━━━ Material supplied
PR #5634, opened 2023-03-23
VZ-9096: Disable startupapicheck in cert-manager

lake-of-dreams:
In cert-manager 1.9.1, `startupapicheck` job is enabled by default and pulls an image quay.io/jetstack/cert-manager-ctl:v1.9.1 which we don't distribute and hence will cause issues in air-gapped installs. This PR to disable this job till we start distributing the image.

### DIFF
--- a/platform-operator/thirdparty/charts/cert-manager/values.yaml
+++ b/platform-operator/thirdparty/charts/cert-manager/values.yaml
@@ -453,7 +453,7 @@ cainjector:
 # due to the Job never being completed because the sidecar proxy does not exit.
 # See https://github.com/cert-manager/cert-manager/pull/4414 for context.
 startupapicheck:
-  enabled: false
+  enabled: true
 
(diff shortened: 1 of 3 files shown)


platform-operator/thirdparty/charts/cert-manager/values.yaml
```diff
@@ -453,7 +453,7 @@ cainjector:
 # due to the Job never being completed because the sidecar proxy does not exit.
 # See https://github.com/cert-manager/cert-manager/pull/4414 for context.
 startupapicheck:
-  enabled: true
+  enabled: false
```
bhatpmk, line 456: Usually this kind of changes are done in the Helm overrides for cert-manager: platform-operator/helm_config/overrides/cert-manager-values.yaml

lake-of-dreams: fixed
━━━━━━
- [Task goal]
Copy the entire listing exactly. Do not skip a line.

- [Expected answer]
PR #5634, opened 2023-03-23
VZ-9096: Disable startupapicheck in cert-manager

lake-of-dreams:
In cert-manager 1.9.1, `startupapicheck` job is enabled by default and pulls an image quay.io/jetstack/cert-manager-ctl:v1.9.1 which we don't distribute and hence will cause issues in air-gapped installs. This PR to disable this job till we start distributing the image.

### DIFF
--- a/platform-operator/thirdparty/charts/cert-manager/values.yaml
+++ b/platform-operator/thirdparty/charts/cert-manager/values.yaml
@@ -453,7 +453,7 @@ cainjector:
 # due to the Job never being completed because the sidecar proxy does not exit.
 # See https://github.com/cert-manager/cert-manager/pull/4414 for context.
 startupapicheck:
-  enabled: false
+  enabled: true
 
(diff shortened: 1 of 3 files shown)


platform-operator/thirdparty/charts/cert-manager/values.yaml
```diff
@@ -453,7 +453,7 @@ cainjector:
 # due to the Job never being completed because the sidecar proxy does not exit.
 # See https://github.com/cert-manager/cert-manager/pull/4414 for context.
 startupapicheck:
-  enabled: true
+  enabled: false
```
bhatpmk, line 456: Usually this kind of changes are done in the Helm overrides for cert-manager: platform-operator/helm_config/overrides/cert-manager-values.yaml

lake-of-dreams: fixed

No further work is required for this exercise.